_THE DATA_

PR #348, opened 2025-02-18
ui/space: add air quality widget

mattnathan:
Also support controlling which widgets are shows via the ui config.

localhost_5174_home(QBic Luminen 5) (3)

I expect a future commit will make the ui-config widgets more of a suggestion and then rely on the configured zone to know exactly what this space supports. But as the feature has been deprioritised that can wait.

### DIFF
--- a/example/config/vanti-ugs/space-ui.json
+++ b/example/config/vanti-ugs/space-ui.json
@@ -5,7 +5,7 @@
   "config": {
     "home": "/home",
     "auth": {
-      "disabled": false,
+      "disabled": true,
       "keycloak": {
         "realm": "Smart_Core",
         "url": "http://localhost:8888/",
@@ -21,6 +21,15 @@
           "altText": "Smart Core logo - representing nodes and connections",
           "src": ""
         }
+      }
+    },
+    "pages": {
+      "home": {
+        "widgets": [
+          {"name": "air-quality"},
+          {"name": "lighting"},
+          {"name": "temperature"}
+        ]
       }
     }
   }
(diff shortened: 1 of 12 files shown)


ui/space/src/routes/components/airQuality.js
```diff
@@ -0,0 +1,235 @@
...
+        break;
+      }
+      result[k] = {value: v, status};
+    }
+    return result;
+  });
+
+  const score = computed(() => {
+    const presentScore = presentMetrics.value['score'];
+    const statusToLabel = (status) => {
```
dloveen-v, line 212: This might be cleaner as an enum. I was surprised to find JS doesn't have a native definition of enum, but searching online demonstrates the use of `Symbol` (introduced in ES6) with `Object.Freeze()` may be a slightly error-proneless approach. e.g. https://stackoverflow.com/a/44447975/7316335

mattnathan: done

example/config/vanti-ugs/space-ui.json
deanredfern26, line 1: For my convenience can you add a .env.vanti-ugs for the space UI with the vite config pointing to `vanti-ugs/space-ui.json` rather than `vanti-ugs/ui-config.json`

deanredfern26 (changes requested):
I ran it against the UGS demo and it looks good, nothing much to say. One thing that isn't part of this PR, in the AirTemperatureCard.vue, can you make the step, min and max configurable? We have been asked to change these per site so this would be handy

example/config/vanti-ugs/space-ui.json
mattnathan: This is now in main

mattnathan:
> I ran it against the UGS demo and it looks good, nothing much to say. One thing that isn't part of this PR, in the AirTemperatureCard.vue, can you make the step, min and max configurable? We have been asked to change these per site so this would be handy

@deanredfern26 
[SC-1028](https://vanti.youtrack.cloud/issue/SC-1028) Configurable min/max/step for temp card - created

deanredfern26 (approved):

PR #350, opened 2025-02-19
scripts: support new router/wrapper plugin output

deanredfern26:
Support both versions of router/wrapper -> https://github.com/smart-core-os/sc-golang/pull/18

### DIFF
--- a/scripts/gen-proto.sh
+++ b/scripts/gen-proto.sh
@@ -2,12 +2,26 @@
 
 pushd ../pkg/gen
 go generate
-# Remove imports of the gen package: `gen "github.com/vanti-dev/sc-bos/pkg/gen"`.
-sed -i.bak '/gen "github.com\/vanti-dev\/sc-bos\/pkg\/gen"/d' ../trait/gen/*.pb.go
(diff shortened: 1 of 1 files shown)


mattnathan (changes requested):
This doesn't really support both protoc plugin versions. If I happen to have the old versions then updates to proto files in this repo will end up in the `gen` package, using these will require importing the `gen` package. If instead I happened to have the new plugins installed then things will end up in the `genpb` package and using them will require importing the `genpb` package. This effectively means we can't us the new plugins until the entire repo has been migrated.

I think a better solution would be to have both plugin versions result in files being output to the same package (`pkg/gen`). Should be easily doable as each plugin version outputs to a different place:

```bash
if [ -d ../trait/gen ]; then
  # old version fixes to files
fi
if [ -d ../trait/genpb ]; then
  # new version fixes to files
fi
```

mattnathan (approved):
Tested and it all looks good to me. The mentions of `gen` in the new block surprised me, but I guess they come from the `go_package` option in the proto files :shrug:

PR #352, opened 2025-02-21
scripts: add gen proto script for bacnet rpc

deanredfern26:
Add a gen-proto script for the bacnet rpc and support both versions of the wrapper & router plugins


mattnathan (approved):
Good catch

PR #353, opened 2025-02-21
auto/wordpress: make use of confidence measure in occupancy response

dloveen-v:
Make use of Occupancy trait's confidence value so we don't send bad counts to WordPress.


deanredfern26 (commented):
Is there any reason the acceptable confidence value is 0.2? or is this arbitary?

dloveen-v:
> Is there any reason the acceptable confidence value is 0.2? or is this arbitary?

It's arbitrary. Technically, it should never be set to 0 as this means unknown according to the proto buf docs. So if it can't be 0 and has to be low, then the automation has to choose a random number that isn't 0, or 1 that "feels low enough".

deanredfern26:
Ok that's fine but probably worth a comment in the code just explaining the magic number

deanredfern26 (approved):

PR #851, opened 2026-05-28
Single implementation of file downloads

hexaglow:
To allow file downloads from the Ops UI, BOS implements a pattern where a gRPC endpoint is used to generate a download URL, and the client code then triggers a download of that URL. The download URL is accessed without an Authorization header (due to browser limitations). The URL itself is signed to authorise the request.

This pattern is implemented twice:
- In `manage/devices`
- In `logdownload`, which is used by the log system and audit log download feature

We should avoid having 2 implementations of the same thing, especially when that feature is security critical.

Add a canonical implementation of the download URL pattern in `internal/download`. The Router allows multiple download types to be registered (e.g. by systems) and handles all the URL generation and signature verification. It has more extensive tests than either of the previous implementations.

This changes the download URLs that are issued, but this is not a problem because the client always retrieves the URL from the server rather than constructing it directly. All URLs are now `/download/<type>/<token>`. The configurable base URL and TTL have been removed from the log system config - these should not be required in practice and therefore safe to remove.

I have also added regression tests to the packages serving downloads to check that the refactoring hasn't introduced any new bugs.

The `manage/devices` downloads supported a configurable key which allowed multi-gateway scenarios - a gateway could handle a download URL issued by another gateway as long as their HMAC keys matched. This functionality is now available for all download types.


deanredfern26 (approved):
LGTM, nice test coverage improvements too

PR #852, opened 2026-06-01
feat/bacnet-comms-rw

deanredfern26:
improve tools/bacnet-comm-test to be able to fully demonstrate r/w comms with a remote BACnet controller & compare values on either side.

- add functionality to list objects and their values and add readme.
- fix small bug when trying to use without explicit local port.
- add ability to write a value to a point

### DIFF
--- a/cmd/tools/bacnet-comm-test/main.go
+++ b/cmd/tools/bacnet-comm-test/main.go
@@ -21,13 +21,35 @@ import (
 
 func main() {
 	args := os.Args
-	if l := len(args); l < 3 || l > 4 {
-		log.Fatalf("Usage: <cmd> nic[:port] server[:port] [device]")
+	if l := len(args); l < 3 || l > 7 {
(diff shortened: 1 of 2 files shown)


cmd/tools/bacnet-comm-test/main.go
```diff
@@ -3,30 +3,57 @@ package main
...
+	if l := len(args); l < 3 || l > 7 {
+		log.Fatalf("Usage: <cmd> nic[:port] server[:port] [device] [-write Type:instance=value] [-priority 1-16]")
 	}
 	nicPort, serverPort := args[1], args[2]
 	deviceStr := "4194303"
-	if len(args) == 4 {
-		deviceStr = args[3]
+	writeSpec := ""
+	writePriority := uint(8)
+	for i := 3; i < len(args); i++ {
```
dloveen-v: This parsing of flags is getting overly complicated. Appreciate it's not the intent of the PR but can we just use `flags.Parse()` instead?

dloveen-v (approved):
LGTM - cleaner too now. Maybe a small comment on capitalization of `objecttype.FromString` is also needed. But this works as-is for me.

PR #854, opened 2026-06-01
router: return Unimplemented instead of NotFound for known device, unknown service

deanredfern26:
[SCB-37](https://vanti.youtrack.cloud/projects/SCB/issues/SCB-37) 

When a device key is known to the router (has at least one route for another service) but the requested service has no route for that key, return codes.Unimplemented rather than codes.NotFound.

### DIFF
--- a/internal/router/router.go
+++ b/internal/router/router.go
@@ -306,10 +306,12 @@ func (r *Router) ResolveMethod(fullName string) (Method, error) {
 
 	connResolver := ConnResolverFunc(func(mr MsgRecver) (grpc.ClientConnInterface, error) {
 		var candidates []routeID // what routes should we try to match?
+		var key string
 
 		if keyFunc, exists := service.keys[methodName]; exists {
 			// we can route by key
-			key, err := keyFunc(mr)
+			var err error
+			key, err = keyFunc(mr)
 			if err != nil {
 				return nil, err
 			}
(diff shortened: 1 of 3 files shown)


hexaglow:
@deanredfern26 this looks like a sensible change. Couple of points:

1. Tests are failing - I'm guessing one of them depends on the old behaviour
2. Have you investigated if anything depends on the old behaviour - maybe gateways? I can't think of anything off the top of my head but there might be some code that attempts to detect if an API is implemented for a device somewhere.

deanredfern26:
> @deanredfern26 this looks like a sensible change. Couple of points:
> 
>     1. Tests are failing - I'm guessing one of them depends on the old behaviour
> 
>     2. Have you investigated if anything depends on the old behaviour - maybe gateways? I can't think of anything off the top of my head but there might be some code that attempts to detect if an API is implemented for a device somewhere.

Tests are failing due to race detector tests, looks unrelated.
image

I did not check myself, I asked Claude to but I will not be lazy and check myself. I'll comment when I have.

hexaglow:
@deanredfern26 there's something weird going on with the tests. The test failing in your screenshot is not actually present in the `fix/unimplmented-not-found` tree. Rebase onto main?

deanredfern26:
Rebased and checked for issues. I can't see any issues that this change would introduce

hexaglow:
The intermittent test failure in `system/log` is addressed in #858

hexaglow (approved):

PR #856, opened 2026-06-01
auto/lights: fix flaky TestPirsTurnLightsOn (convert to synctest) + retry-abort deadlock

deanredfern26:
[SCB-1362](https://vanti.youtrack.cloud/projects/SCB/issues/SCB-1362)

## Summary

`TestPirsTurnLightsOn` intermittently failed (e.g. `auto_test.go: want failed to update brightness this time, got nil`). This PR fixes the flakiness by converting the test to `testing/synctest`, and along the way fixes a genuine latent deadlock in the automation that the old fake clock had been masking.

Two commits, kept separate since the `auto.go` fix is independently meaningful:

### 1. `auto/lights: fix retry-abort deadlock in processStateChanges`
When brightness updates fail more than `MaxRetries` times, the abort branch ran `if !cancelRetry() { <-retry }`. That branch is only ever reached from the `case <-retry:` handler, where the retry timer has **already fired and had its value drained**. With a real `time.Timer`, `Stop()` returns `false` after firing, so `<-retry` blocks forever — the processing loop hangs permanently after 3 consecutive failed updates.

The hand-rolled `testClock` previously masked this because its `Stop` always returned `true`. The fix removes the erroneous cancel/drain; a fresh timer is scheduled immediately below regardless.

### 2. `auto/lights: convert TestPirsTurnLightsOn to synctest`
The test used a hand-rolled clock and an unbuffered `processComplete` channel, assuming the test and automation goroutines alternated in lock-step. Real scheduling doesn't guarantee this, so the test occasionally consumed a stale refresh event where it expected an error-retry event.

The test now runs inside a `testing/synctest` bubble against a deterministic fake clock: it settles the automation with `synctest.Wait` and inspects the last completed process, and advances timers explicitly via `time.Sleep` of the observed TTL so each fires exactly once. Occupancy timestamps are kept relative to a fixed epoch so "N minutes ago" retains its meaning as the fake clock advances.

## Testing
- `go test -run TestPirsTurnLightsOn -count=500 -race ./pkg/auto/lights/` — pass
- `go test -short -race ./pkg/auto/lights/...` — pass
- `go vet ./pkg/auto/lights/` — clean

### DIFF
--- a/pkg/auto/lights/auto.go
+++ b/pkg/auto/lights/auto.go
@@ -209,11 +209,7 @@ func (b *BrightnessAutomation) processStateChanges(ctx context.Context, readStat
 					zap.Error(err),
 					zap.Int("retryCounter", retryCounter),
 				)
-				// reset retries to prevent too many repeated attempts.
-				// We only get here from the <-retry branch, so the retry timer has
-				// already fired and been drained, and a fresh timer is scheduled
-				// below; there is nothing to cancel or drain here. (Calling
-				// cancelRetry()+<-retry would block, as the channel is already empty.)
+				// reset retries to prevent too many repeated attempts
 				retryCounter = 0
 			} else {
 				b.logger.Error("processState failed; scheduling retry",
--- a/pkg/auto/lights/auto.go
+++ b/pkg/auto/lights/auto.go
@@ -209,11 +209,12 @@ func (b *BrightnessAutomation) processStateChanges(ctx context.Context, readStat
 					zap.Error(err),
 					zap.Int("retryCounter", retryCounter),
 				)
-				// reset retries to prevent too many repeated attempts
+				// reset retries to prevent too many repeated attempts.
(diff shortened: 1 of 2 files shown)


pkg/auto/lights/auto.go
```diff
@@ -209,11 +209,12 @@ func (b *BrightnessAutomation) processStateChanges(ctx context.Context, readStat
 					zap.Error(err),
 					zap.Int("retryCounter", retryCounter),
 				)
-				// reset retries to prevent too many repeated attempts
+				// reset retries to prevent too many repeated attempts.
+				// We only get here from the <-retry branch, so the retry timer has
+				// already fired and been drained, and a fresh timer is scheduled
+				// below; there is nothing to cancel or drain here. (Calling
```
dloveen-v: `cancelRetry()` always returns `true` so this comment is false, and the removal is redundant but the removal can stay.

dloveen-v (approved):

PR #863, opened 2026-06-04
drivers/helvarnet: normalise test times to UTC via timezone config

deanredfern26:
[SCB-1232](https://vanti.youtrack.cloud/issue/SCB-1232)
Helvar routers report emergency test completion times as epoch seconds
derived from their local wall-clock, so when router clocks are set to
local time (e.g. BST) the reported instant is offset from true UTC.

Add a timezone config option naming the IANA zone the router clocks
follow; reported times are re-interpreted in that zone to recover the
correct UTC instant. Defaults to UTC (no correction), and the shift is
DST-aware so it stays correct year-round.

### DIFF
--- a/pkg/driver/helvarnet/light.go
+++ b/pkg/driver/helvarnet/light.go
@@ -53,15 +53,18 @@ type Light struct {
 	database      *bolthold.Store
 	testResultSet *resource.Value // *emergencylightpb.TestResultSet
 	isEm          bool
+	// location is the timezone the device's clock is set to, used to correct device-reported times to UTC
+	location *time.Location
 }
 
-func newLight(client *tcpClient, l *zap.Logger, conf *config.Device, db *bolthold.Store, em bool) *Light {
+func newLight(client *tcpClient, l *zap.Logger, conf *config.Device, db *bolthold.Store, em bool, loc *time.Location) *Light {
 	return &Light{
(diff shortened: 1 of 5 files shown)


pkg/driver/helvarnet/light.go
```diff
@@ -473,6 +479,12 @@ func parseGetCompletionTimeResponse(r string) (*time.Time, error) {
 	if t.IsZero() {
 		return nil, fmt.Errorf("function test completion time is zero")
 	}
+	if loc != nil {
+		// the epoch seconds encode the device's local wall-clock, take that wall-clock and
+		// place it in the device's timezone to get the true instant
+		wall := t.UTC()
```
dloveen-v, line 485: This is changing the timestamp, rather than converting the timezone. Are you sure this is what is required?

e.g.
Before:
```
t = 2026-06-04 15:30:45.123456789 UTC
loc = America/New_York
```

After:
```
t = 2026-06-04 15:30:45 -0400 EDT
```

Notice the numerics are identical.

I think you want:
`t = t.In(loc).Truncate(time.Second)`

deanredfern26: This is intentional, we want to change the timestamp to UTC before it gets sent as `google.protobuf.Timestamp`. The issue is the router gives us a number that claims to be epoch seconds but was actually computed from a BST wall-clock, so we must subtract the zone offset to get the true instant before it ever goes into a Timestamp

dloveen-v (approved):

PR #864, opened 2026-06-05
logpb,ui/ops: add per-service log view widget to service sidebars

deanredfern26:
[SCB-976](https://vanti.youtrack.cloud/projects/SCB/issues/SCB-976) Log view widget
## Summary 

Adds a live log view to the service sidebar in the ops UI, so logs for the selected driver/automation/zone/system can be read in place without leaving the page.

### LogApi: field_filter

- New `field_filter` on `PullLogMessagesRequest` — exact-match AND semantics over `LogMessage.fields`, applied to both the replay and live paths.
- Replay returns up to `initial_count` *matching* messages via the new `Model.TailMatching`, scanning older buffer entries as needed so quiet services aren't diluted by chatty neighbours.

### Ops UI: LogsCard

- New `LogsCard` in the shared service sidebar, filtering the node's log stream by the `service.id`/`service.kind` fields every service lifecycle logger carries (key names defined as constants on both the Go and JS sides).
- Ctrl+F style search: matches are highlighted in place (no filtering), Enter/Shift+Enter and chevrons cycle through them browser-style. Keystrokes are debounced and per-message formatting is cached so live appends don't re-split the whole buffer.
- Pop-out dialog showing the same live stream in a larger view, plus client-side text export of the buffered messages.
- Quiet "not available" fallback for nodes without the log system (UNIMPLEMENTED/NOT_FOUND); other stream errors are surfaced as errors.
- Log line rendering is extracted from `LogsPage` into shared `LogViewport`/`LogSearchView`/`format.js` components, with the capped message buffer shared via a `useLogBuffer` composable.

### Ops UI: service config dialog

- The always-visible inline config textarea in the service sidebar is replaced with a **View Config** button opening a read-only, copyable dialog — freeing sidebar space for the status and logs cards. Viewing stays available to users with system edit blocked; only the copy action is gated.

Server-side filtered download of full log history is deferred.

## Testing

image

- `go test -short ./pkg/proto/logpb ./pkg/app` passes (excluding `TestServeHTTPS`/`TestServeGRPC`, which hang in the WSL dev environment on a clean tree too)
- `yarn lint:nofix` passes in `ui/ops`
- Exercised manually: card stream + filtering, search navigation, pop-out, export, config dialog

### DIFF
--- a/pkg/proto/logpb/model.go
+++ b/pkg/proto/logpb/model.go
@@ -2,6 +2,7 @@ package logpb
 
 import (
 	"context"
+	"slices"
 	"sync"
 
 	"github.com/smart-core-os/sc-bos/pkg/resource"
@@ -91,17 +92,14 @@ func (m *Model) TailMatching(n int, match func(*LogMessage) bool) []*LogMessage 
 	cap := len(m.buf)
 	// Walk newest -> oldest collecting matches, then reverse into
 	// chronological order.
-	var rev []*LogMessage
-	for i := 0; i < m.bufSize && len(rev) < n; i++ {
+	var result []*LogMessage
+	for i := 0; i < m.bufSize && len(result) < n; i++ {
 		msg := m.buf[(m.bufHead-1-i+cap)%cap]
 		if match == nil || match(msg) {
-			rev = append(rev, msg)
+			result = append(result, msg)
 		}
 	}
-	result := make([]*LogMessage, len(rev))
-	for i, msg := range rev {
-		result[len(rev)-1-i] = msg
-	}
+	slices.Reverse(result)
 	return result
 }
 
--- a/pkg/proto/logpb/model.go
+++ b/pkg/proto/logpb/model.go
@@ -76,19 +76,31 @@ func (m *Model) AppendMessage(msg *LogMessage) {
 // TailMessages returns the most recent n messages in chronological order.
 // If n exceeds the number of buffered messages, all buffered messages are returned.
 func (m *Model) TailMessages(n int) []*LogMessage {
+	return m.TailMatching(n, nil)
+}
+
+// TailMatching returns up to the n most recent messages for which match
+// returns true, in chronological order, scanning back through the whole
+// buffer as needed. A nil match behaves like TailMessages(n).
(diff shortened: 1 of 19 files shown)


pkg/proto/logpb/model.go
```diff
@@ -76,19 +76,31 @@ func (m *Model) AppendMessage(msg *LogMessage) {
...
+	for i := 0; i < m.bufSize && len(rev) < n; i++ {
+		msg := m.buf[(m.bufHead-1-i+cap)%cap]
+		if match == nil || match(msg) {
+			rev = append(rev, msg)
+		}
+	}
+	result := make([]*LogMessage, len(rev))
+	for i, msg := range rev {
+		result[len(rev)-1-i] = msg
 	}
```
hexaglow: Unnecessary copy - reverse can be performed in-place. Use standard library functions (`slices.Reverse` in this case) to perform common slice operations.

ui/ops/src/routes/system/components/service-cards/LogsCard.vue
```diff
@@ -0,0 +1,151 @@
...
+  }, messagesResource);
+}
+
+// Nodes without the log system respond with UNIMPLEMENTED/NOT_FOUND; show a
+// quiet message rather than an error. Other errors are shown as errors - the
+// stream retries automatically and a successful batch clears them.
+watch(() => messagesResource.streamError, (err) => {
+  if (!err) return;
+  const code = err.error?.code;
+  if (code === 12 /* UNIMPLEMENTED */ || code === 5 /* NOT_FOUND */) {
```
hexaglow: Use constants from

    import {StatusCode} from 'grpc-web';

hexaglow (changes requested):
At the default sidebar size, the log widget in the service sidebar is so narrow it's not useful.

Image

Even with the sidebar expanded to its maximum width, even a short log line wraps at 56 columns. I think I'd want at least 100 columns for a good log viewing experience. Based on that, I don't think the inline log viewer is a good idea. The pop-up works fine.

Image

hexaglow (approved):
Looks right now.

I notice that the new logs button is only present in the System section, not the Workflows & Automations section (`/automations/all`). Consider adding this before merging, or as a follow-up PR.

PR #865, opened 2026-06-05
driver/steinel: support multiple devices per driver instance

deanredfern26:
[SCB-1007](https://vanti.youtrack.cloud/issue/SCB-1007) 

## Summary

Converts the Steinel HPD driver from one device per driver instance to a `devices` list, so sites with many sensors per controller don't need a driver service per sensor.

- Each device gets its own client, poller and fault check, following the shelly/trv pattern. Root level `passwordFile` and `pollInterval` act as shared defaults with per-device overrides.
- The existing single-device config (root level `ipAddress`) is still supported and is normalised into a one-element devices list named after the driver.
- A device that fails to set up is logged and skipped rather than failing the whole driver, unless every device fails — then the service reports the error.
- Reconfiguring waits for the previous devices to stop and release their health checks before re-registering them, so devices don't vanish on a config reload. Sensor HTTP requests honour the context and have a timeout so that wait can't hang on an unresponsive sensor.
- Each device registers its own health check proto — `healthpb` mutates the check it's given, so a shared instance would compound check ids.

## Breaking config changes

- **Plaintext passwords are rejected** with `plaintext passwords in config are not supported, use passwordFile`. Passwords must come from a non-empty password file; the hardcoded vendor default fallback (`Steinel123`) is removed.
- Root `metadata`/`udmiTopicPrefix` alongside `devices` is an error rather than silently ignored (they don't cascade; set them per device).
- The **UDMI trait is only announced when a device has a `udmiTopicPrefix`**, and prefixes must be unique between devices — otherwise every device would export to the same MQTT topic (`events/pointset`). A legacy single-device config that relied on an empty prefix loses the UDMI trait and needs a prefix set.

## Testing

- `go test -race -count=1 ./pkg/driver/steinel/...` — includes a new re-apply regression test (`TestDriver_applyConfig_reapply`) covering health-check ids and config reload, plus expanded `ParseConfig` coverage (defaults, cascades, all error cases).
- `go build ./...`, `go vet`, `gofmt` clean.

### DIFF
--- a/pkg/driver/steinel/hpd/driver.go
+++ b/pkg/driver/steinel/hpd/driver.go
@@ -2,9 +2,11 @@ package hpd
 
 import (
 	"context"
+	"errors"
+	"fmt"
+	"sync"
 
 	"go.uber.org/zap"
-	"golang.org/x/sync/errgroup"
 
 	"github.com/smart-core-os/sc-bos/pkg/driver"
 	"github.com/smart-core-os/sc-bos/pkg/driver/steinel/hpd/config"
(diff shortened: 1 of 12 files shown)


pkg/driver/steinel/hpd/driver.go
```diff
@@ -46,64 +48,86 @@ type Driver struct {
...
 
-	poller := newPoller(d.client, cfg.PollInterval.Duration, d.logger.Named("SteinelPoller").With(zap.String("ipAddress", cfg.IpAddress)), faultCheck, d.airQualitySensor, d.occupancy, d.temperature)
-
-	grp.Go(func() error {
-		poller.startPoll(ctx)
-		return nil
-	})
+	poller := newPoller(client, cfg.PollInterval.Or(config.DefaultPollInterval), logger.Named("SteinelPoller"), faultCheck, airQualitySensor, occupancy, temperature)
 
+	wg.Add(1)
```
dloveen-v: This can be simplified to `wg.Go(...)`

dloveen-v (approved):

PR #866, opened 2026-06-08
driver/bacnet: clear trait fault on clean poll

dloveen-v:
updateTraitFaultCheck wrote the failure into reliability.LastError via UpdateReliability, but LastError was never cleared and the success path's ClearFaults() didn't touch it, so trait faults latched after recovery.

Switch the failure path to SetFault so it pairs with the ClearFaults() already on the success path: ABNORMAL while failing, NORMAL on the next clean poll. Fixes the sticky fault for every trait routed through this helper (air_temperature, electric, meter, ...).


pkg/driver/bacnet/merge/trait.go
deanredfern26: `ctx` parameter is now unused, consider using _ or add a comment as to why it is there

deanredfern26 (approved):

_ASSIGNED TASK_
What is the number of lines in the records that include the word "Couple"? Answer with that number only.

_EXERCISE ANSWER_
2